What the exercise asks =>
The entries below contain a stretch that opens with the line containing "CFLAGS ?= -g -O2 -Werror -Wall" and closes with the line containing "I think we should"; set down that stretch exactly, both ends included, and nothing else.
________________________________________
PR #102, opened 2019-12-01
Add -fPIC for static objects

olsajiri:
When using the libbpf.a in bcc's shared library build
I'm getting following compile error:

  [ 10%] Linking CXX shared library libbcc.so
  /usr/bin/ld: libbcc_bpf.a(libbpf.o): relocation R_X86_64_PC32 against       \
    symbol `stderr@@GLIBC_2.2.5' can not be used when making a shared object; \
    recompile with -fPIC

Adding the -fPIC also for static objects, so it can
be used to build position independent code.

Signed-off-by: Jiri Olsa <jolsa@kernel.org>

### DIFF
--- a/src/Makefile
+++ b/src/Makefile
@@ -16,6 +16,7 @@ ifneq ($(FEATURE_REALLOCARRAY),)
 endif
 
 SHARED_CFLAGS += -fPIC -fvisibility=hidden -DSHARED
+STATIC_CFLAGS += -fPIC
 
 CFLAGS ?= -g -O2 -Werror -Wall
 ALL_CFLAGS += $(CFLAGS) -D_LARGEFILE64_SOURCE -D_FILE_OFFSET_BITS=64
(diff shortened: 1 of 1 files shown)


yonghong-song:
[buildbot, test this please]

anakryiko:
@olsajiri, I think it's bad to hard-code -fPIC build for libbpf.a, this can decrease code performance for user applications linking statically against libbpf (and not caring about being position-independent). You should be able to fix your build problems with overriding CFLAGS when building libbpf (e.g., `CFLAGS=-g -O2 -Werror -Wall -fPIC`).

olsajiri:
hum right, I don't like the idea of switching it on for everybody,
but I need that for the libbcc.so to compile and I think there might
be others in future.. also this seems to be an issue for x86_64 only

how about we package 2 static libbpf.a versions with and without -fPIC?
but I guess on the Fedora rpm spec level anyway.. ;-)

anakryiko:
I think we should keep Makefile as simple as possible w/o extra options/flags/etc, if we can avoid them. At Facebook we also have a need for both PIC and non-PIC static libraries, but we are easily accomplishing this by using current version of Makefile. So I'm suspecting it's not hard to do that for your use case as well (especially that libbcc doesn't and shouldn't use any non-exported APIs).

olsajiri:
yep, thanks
________________________________________
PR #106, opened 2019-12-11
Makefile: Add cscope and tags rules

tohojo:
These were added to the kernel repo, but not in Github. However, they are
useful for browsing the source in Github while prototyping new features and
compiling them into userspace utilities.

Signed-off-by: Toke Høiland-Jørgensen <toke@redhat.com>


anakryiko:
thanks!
________________________________________
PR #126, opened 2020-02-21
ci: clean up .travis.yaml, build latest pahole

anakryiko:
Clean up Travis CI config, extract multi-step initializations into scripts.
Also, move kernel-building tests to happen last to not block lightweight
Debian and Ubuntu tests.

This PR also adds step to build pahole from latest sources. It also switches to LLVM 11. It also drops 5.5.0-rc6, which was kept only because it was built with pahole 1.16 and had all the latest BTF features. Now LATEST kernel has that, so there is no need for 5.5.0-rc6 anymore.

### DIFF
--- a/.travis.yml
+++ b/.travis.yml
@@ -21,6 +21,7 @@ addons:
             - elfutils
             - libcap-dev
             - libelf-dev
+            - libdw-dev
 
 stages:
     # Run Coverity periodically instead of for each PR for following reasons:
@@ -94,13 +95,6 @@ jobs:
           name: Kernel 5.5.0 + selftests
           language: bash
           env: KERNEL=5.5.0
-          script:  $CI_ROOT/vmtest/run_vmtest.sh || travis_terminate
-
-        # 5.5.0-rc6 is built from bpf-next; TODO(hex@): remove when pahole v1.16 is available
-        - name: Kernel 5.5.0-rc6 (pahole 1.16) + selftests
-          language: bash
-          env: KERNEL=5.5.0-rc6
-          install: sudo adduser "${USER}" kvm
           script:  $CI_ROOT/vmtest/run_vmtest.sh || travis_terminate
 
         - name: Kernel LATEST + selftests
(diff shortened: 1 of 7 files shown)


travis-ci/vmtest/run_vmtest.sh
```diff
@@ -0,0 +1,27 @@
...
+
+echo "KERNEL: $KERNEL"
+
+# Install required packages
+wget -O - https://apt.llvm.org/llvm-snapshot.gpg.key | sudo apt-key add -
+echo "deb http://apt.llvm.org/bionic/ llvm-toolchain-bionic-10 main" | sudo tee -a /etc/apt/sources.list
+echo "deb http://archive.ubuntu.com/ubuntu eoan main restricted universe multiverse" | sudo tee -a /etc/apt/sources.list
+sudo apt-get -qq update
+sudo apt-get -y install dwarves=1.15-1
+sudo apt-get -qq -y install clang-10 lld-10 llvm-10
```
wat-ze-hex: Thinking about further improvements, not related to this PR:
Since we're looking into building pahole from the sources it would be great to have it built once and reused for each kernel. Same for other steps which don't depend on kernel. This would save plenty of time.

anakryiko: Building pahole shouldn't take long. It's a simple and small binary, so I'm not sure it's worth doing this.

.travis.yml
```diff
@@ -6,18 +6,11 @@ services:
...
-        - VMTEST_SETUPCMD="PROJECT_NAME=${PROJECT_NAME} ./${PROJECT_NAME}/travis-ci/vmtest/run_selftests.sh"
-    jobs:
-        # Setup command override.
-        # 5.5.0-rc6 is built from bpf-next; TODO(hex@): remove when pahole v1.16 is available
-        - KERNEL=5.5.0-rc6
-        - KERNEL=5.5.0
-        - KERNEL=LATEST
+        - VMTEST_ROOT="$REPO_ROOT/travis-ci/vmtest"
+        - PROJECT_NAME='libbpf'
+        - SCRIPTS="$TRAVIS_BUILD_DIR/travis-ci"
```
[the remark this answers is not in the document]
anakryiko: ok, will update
________________________________________
Reply =>
 CFLAGS ?= -g -O2 -Werror -Wall
 ALL_CFLAGS += $(CFLAGS) -D_LARGEFILE64_SOURCE -D_FILE_OFFSET_BITS=64
(diff shortened: 1 of 1 files shown)


yonghong-song:
[buildbot, test this please]

anakryiko:
@olsajiri, I think it's bad to hard-code -fPIC build for libbpf.a, this can decrease code performance for user applications linking statically against libbpf (and not caring about being position-independent). You should be able to fix your build problems with overriding CFLAGS when building libbpf (e.g., `CFLAGS=-g -O2 -Werror -Wall -fPIC`).

olsajiri:
hum right, I don't like the idea of switching it on for everybody,
but I need that for the libbcc.so to compile and I think there might
be others in future.. also this seems to be an issue for x86_64 only

how about we package 2 static libbpf.a versions with and without -fPIC?
but I guess on the Fedora rpm spec level anyway.. ;-)

anakryiko:
I think we should keep Makefile as simple as possible w/o extra options/flags/etc, if we can avoid them. At Facebook we also have a need for both PIC and non-PIC static libraries, but we are easily accomplishing this by using current version of Makefile. So I'm suspecting it's not hard to do that for your use case as well (especially that libbcc doesn't and shouldn't use any non-exported APIs).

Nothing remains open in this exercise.